(Stored data)
--- --- ---

PR #624, opened 2026-05-01
Garmin SteadyCast PGNs

negrusti:
Garmin SteadyCast PGNs


negrusti:
@keesverruijt @sbender9 the CI/CD is failing with Segfault:
Replacing schema version in ../docs/canboat.xsd with 2.3.0
../rel/linux-x86_64/analyzer-explain -explain-xml -camel >../docs/canboat.xml
Segmentation fault (core dumped)

No idea how to fix this. Am I missing some fields?

sbender9:
I would start by adding just on PGN at a time to try to narrow it down.

Then go field by field.

negrusti:
> I would start by adding just on PGN at a time to try to narrow it down.
> 
> Then go field by field

All of them have the same structure. But I can't operate on Segmentation fault :)

PR #625, opened 2026-05-02
fix: update stale external documentation URLs

sentientapp:
## Summary

- Replace stale external documentation links with working current URLs or web archive snapshots
- Regenerate generated docs from the updated metadata

## Notes

- No useful snapshot was found for `http://askjackrabbit.typepad.com/ask_jack_rabbit/page/7/`, so the PGN 130306 reference now points to the archived Maretron WSO100 User Manual, which documents that PGN.
- `docs/canboat.xsl` now links to the newer NMEA 2000 PGN Field List, version 3.002 from 2024, instead of the older 1.301 list from 2010.
- A few source links remain broken because no valid replacement or useful web archive snapshot was found:
  - http://www.nmea.org/Assets/20190624%20NMEA%20Heartbeat%20Information%20Amendment%20AT%2020190623HB.pdf
  - https://www.nmea.org/Assets/20190613%20windlass%20amendment,%20128776,%20128777,%20128778.pdf


sentientapp:
One note on the ITU M.1371-5 references: I replaced the broken URL with an archived copy of the same recommendation page URL:

`https://web.archive.org/web/20251212005646/www.itu.int/rec/R-REC-M.1371-5-201402-I/en`

That archived page is a language and download format selection page rather than a direct PDF. I am not sure whether the original `/en` URL was intended to behave that way or to go directly to the English document.

If we prefer a direct document link, the archived English PDF is available here:

`https://web.archive.org/web/20251213141920/www.itu.int/dms_pubrec/itu-r/rec/m/R-REC-M.1371-5-201402-I!!PDF-E.pdf`

I left the recommendation-page URL in this PR as the most minimal replacement for the broken original link.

--- --- ---

→ Aim of the task
For each line in the entries that holds "opened", return that line.

→ The answer
PR #624, opened 2026-05-01
PR #625, opened 2026-05-02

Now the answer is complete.